*** LISTED ENTRIES ***
PR #9285, opened 2016-11-21
Reset hot restart data before join

metanet:
Joiner impls check if the node needs to reset its hot restart data. If that it is the case, the node resets its hot restart data to be able to join to the cluster.

This change pollutes join mechanism because of hot restart mechanics. However, without it, users have to clear hot restart data manually if they start excluded nodes after the cluster is started.

EE counterpart: https://github.com/hazelcast/hazelcast-enterprise/pull/1141


mdogan:
run-lab-run

Issue #9251, opened 2016-11-14
Problems in timeout due to old heartbeats


pveentjer:
In case of retries, it can be that an invocation still has a lastHeartbeatReceived from a previous attempt. When the invocation mechanism kicks in, it checks if the lasthearbeatReceved is 0; if so... then it works based on the invocation time. When the lasthearbeatReceved is set, it will determine based on this lasthearbeatReceved the heartbeat timeout. But this causes problems when a old heartbeat is set and therefor not 0.

To fix the problem. instead of checking lastHeartbeatReceived = 0, it checks if lastHeartbeatReceived < operation.invocationTime.

See https://github.com/hazelcast/hazelcast/pull/9286

PR #9286, opened 2016-11-21
Invocation lastHeartbeatMillis reset in case of retry

pveentjer:
In case of a retrying operation, an old heartbeat could still be stored
on the invocation. If the invocation monitor sees this; it currently doesn't
understand that this from an old invocation; it will just conclude that the
invocation has not received any recent heartbeats and will abort the invocation
with an OperationTimeoutException.

This pr fixes that by resetting the lastHeartbeat when the invocation is retried.

Fix https://github.com/hazelcast/hazelcast/issues/9251


jerrinot:
@pveentjer: backport?

pveentjer:
Yes. I'll create a backport

PR #9287, opened 2016-11-21
Invocation lastHeartbeatMillis reset in case of retry

pveentjer:
In case of a retrying operation, an old heartbeat could still be stored
on the invocation. If the invocation monitor sees this; it currently doesn't
understand that this from an old invocation; it will just conclude that the
invocation has not received any recent heartbeats and will abort the invocation
with an OperationTimeoutException.

This pr fixes that by resetting the lastHeartbeat when the invocation is retried.

backport of https://github.com/hazelcast/hazelcast/pull/9286


Donnerbart:
What is the second file in this PR? An empty PID file?

pveentjer:
I'll remove it. No idea what it is. Apart from this file; you are fine with it?

Donnerbart:
Yes, otherwise it seems to be a proper 1:1 backport.

PR #9290, opened 2016-11-22
fixed aws address translator public ip issue

bilalyasar:
this is back port of #8996


AjitDas:
@bilalyasar - am having problem with doing get() put() delete() operation with HazelcastClient AWS APIs where as value() and clear() works, more information you can find issue #9419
*** End of LISTED ENTRIES ***
### [ACTIVITY]
In exact wording, restate the lines of the data above from the first through the one holding "Problems in timeout due to old heartbeats", and stop after that line.

### [OUTPUT]
PR #9285, opened 2016-11-21
Reset hot restart data before join

metanet:
Joiner impls check if the node needs to reset its hot restart data. If that it is the case, the node resets its hot restart data to be able to join to the cluster.

This change pollutes join mechanism because of hot restart mechanics. However, without it, users have to clear hot restart data manually if they start excluded nodes after the cluster is started.

EE counterpart: https://github.com/hazelcast/hazelcast-enterprise/pull/1141


mdogan:
run-lab-run

Issue #9251, opened 2016-11-14
Problems in timeout due to old heartbeats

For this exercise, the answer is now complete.